The research paper aimed to investigate the relationship between the major popular cryptocurrencies in terms of market dominance and identify any pattern and/or causality between the short-run and long-run series. Cryptocurrency has received much attention because of media publicity and the financial returns it generates within a short time, with its associated risk level. This innovative financial research investigates for the first time by thoroughly analyzing nine top cryptocurrencies, excluding stablecoins. The study used the Vector Error Correction model to analyse how the various cryptocurrency under investigation are interconnected.
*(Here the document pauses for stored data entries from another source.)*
PR #1841, opened 2023-09-13
Do not dump Babelfish initialize user

rishabhtanwar29:
### Description
When Babelfish initialize user is same between source and target servers
for dump/restore, the restore throws errors like "role ... already exists" and
"duplicate key value violates unique constraint..." etc while inserting catalog
entry for initialize user in babelfish_authid_login_ext catalog. These errors are
actually expected and makes sense as we know the user do already exists on
the target server but the whole restore gets rolled back in case the restore
process has been made transactional (`--single-transaction` option is used)
and there is no way for a user to fix this manually.

To overcome the above issue, the engine commit implements the logic to skip
dumping Babelfish initialize user as well as the "owner" column of
`sys.babelfish_sysdatabases` catalog table.

This commit implements logic to re-populate "owner" column of
`sys.babelfish_sysdatabases` catalog table during restore with the owner of
current database (which is going to be initialize user of target Babelfish database).

#### Test changes:
* Updated github dump/restore action to take two more options as input:
  1. dump-data-as: Dump table data using COPY or INSERT
  2. dump-format: Dump format (plain/custom/tar/directory)
* Updated dump-restore configurations to test all four dump formats and
  both data formats.
* Enabled `--single-transaction` option for restore so that any error during restore
  would result in restore getting rolledback and failed.
* Added TAP test coverage for pg_restore.
* Fixed BABEL-1206-vu-prepare test to insert valid data into varchar column. 

Task: BABEL-4404 

Engine PR: https://github.com/babelfish-for-postgresql/postgresql_modified_for_babelfish/pull/216

* **Use case based -**

* **Boundary conditions -**

* **Arbitrary inputs -**

* **Negative test cases -**

* **Performance tests -**

* **Tooling impact -**

* **Client tests -**

### Check List


.github/composite-actions/dump-restore-util/action.yml
```diff
@@ -63,35 +78,16 @@ runs:
...
-    - name: Temporarily disable failing tests
-      if: always() && steps.run-pg_dump-restore.outcome == 'success' && inputs.is_final_ver == 'true'
-      env:
-        migr_mode: ${{ inputs.migration_mode }}
-      run: |
-        if [[ "$migr_mode" == "multi-db" ]];then
-          base_dir=${{ matrix.upgrade-path.path[0] }}
-          if [[ "$base_dir" == *"latest"* ]]; then
-            base_dir="latest"
-          fi
```
HarshLunagariya, line 84: We don't need this because we modified testcase to use master, right?

contrib/babelfishpg_tsql/src/hooks.c
```diff
@@ -3827,18 +3827,37 @@ fill_missing_values_in_copyfrom(Relation rel, Datum *values, bool *nulls)
...
+
+		attnum = (AttrNumber) attnameAttNum(rel, "owner", false);
+		Assert(attnum != InvalidAttrNumber);
 
-		dbid = getDbidForLogicalDbRestore(relid);
-		values[attnum - 1] = Int16GetDatum(dbid);
-		nulls[attnum - 1] = false;
+		if (nulls[attnum - 1])
+		{
+			const char *owner = GetUserNameFromId(GetSessionUserId(), false);
```
HarshLunagariya: Will it be correct always? Or should we fetch current physical database's owner?

test/JDBC/input/pg_hint_plan/BABEL-3513-vu-verify.mix
```diff
@@ -6,6 +6,9 @@ analyze master_dbo.babel_3513_t2;
 go
 
 -- tsql
+exec sp_babelfish_configure 'enable_pg_hint', 'on', 'server'
+go
```
HarshLunagariya, line 10: Why this change?

.github/composite-actions/dump-restore-util/action.yml
rishabhtanwar29: Yeah so, this step was initially added to temporarily skip the tests which were failing as part of dump/restore as we were still working on fixing them, but now this step is unnecessary since there are no test failures remaining and we do want to fail the workflow if there are any test failures.

test/JDBC/input/pg_hint_plan/BABEL-3513-vu-verify.mix
rishabhtanwar29: Oh this is needed because we don't preserve the database settings across dump/restore, so we basically need to reset the value of `enable_pg_hint`.

contrib/babelfishpg_tsql/src/hooks.c
rishabhtanwar29: Although both ways should be fine as restore must always be performed with babelfish initialize user but since we skipped dumping physical database's owner then it makes more sense to populate it here with physical database's owner here again.

test/JDBC/input/pg_hint_plan/BABEL-3513-vu-verify.mix
HarshLunagariya: Got it. But then won't we be missing coverage where it should be preserved  in case of M/mVU.

HarshLunagariya (approved):

shardgupta (approved):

The results demonstrated how concentrated the causality effect is on some specific cryptocurrencies. The study uses the top nine cryptocurrencies on the crypto markets, excluding stablecoins that have existed since October 2017. The frequency of the data is 1523 daily closing prices. The choice of the data stemmed from its availability and has existed since October 2017. The primary outcome is clear and possibly explains the dominance of Bitcoin and Ethereum as the main drivers of the prices of related or altcoins. Any movement in the price level of the two dominant cryptos affects all the altcoins on the crypto market. The research further unearths the interconnection or correlation between the major cryptocurrencies. It will assist institutional and retail investors, fund managers, and managers, with the possible mix of assets in their portfolio based on their risk appetite level in making investment decisions.